To completely appreciate this installation you should go from floor to floor, looking at it from different levels and perspectives. Different times of day, too; it’s just as interesting in early evening shadows as in bright morning light. 

What does this represent? Should we regard the balls as bubbles, molecules, stars? Who cares. The piece is magical, however you choose to regard them. The first time I visited this installation I was reminded of the scenes from the Harry Potter movies, when lighted candles float unsupported in the Hogwarts Castle dining room, or swarms of winged keys flit through a gloomy vault.  

Rabago says in a press release, “most of my work has to do with gravity, and to get free of gravity.” Here, in one of the truly grand buildings of the campus, he succeeded. 

Where to see the art: 

Babel Library IX” is in the Gardner Stacks, accessed through Doe Library. It hangs beyond an access control desk, but visitors are currently permitted to go in and view the installation from the top level of the atrium. For library hours, check www.lib.berkeley.edu. 

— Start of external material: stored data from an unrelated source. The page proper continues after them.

PR #102, opened 2015-06-14
fixed setting a prefix without a suffix on the CompositeJsonLayout

vboulaye:
parentheses were missing in the way the length of the message was computed when setting only a prefix or a suffix layout inside a CompositeJsonLayout.


philsttr:
Thanks!  Incorporated for 4.4

PR #108, opened 2015-06-22
add BasicMarker logic to LogstashBasicMarker

melrief:
Also, because LogstashBasicMarker doesn't depend from BasicMarker anymore, move LogstashBasicaMarker to logstash package


philsttr:
Merged.  Thanks!

BTW, I added licensing information to `LogstashBasicMarker` in a followup commit.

“Round Room” is in the main atrium of the Hearst Memorial Mining Building in the northeast corner of the campus. Enter through the main doors on the southern façade. A university press release says this installation may be dismantled in July, so visit soon. 

“Rotante dal Foro Centrale,” stands just east of the intersection of Oxford and Center streets.  

Biographical information and descriptions of artworks by Diaz de Rabago can be found at www.rabagoarte.com.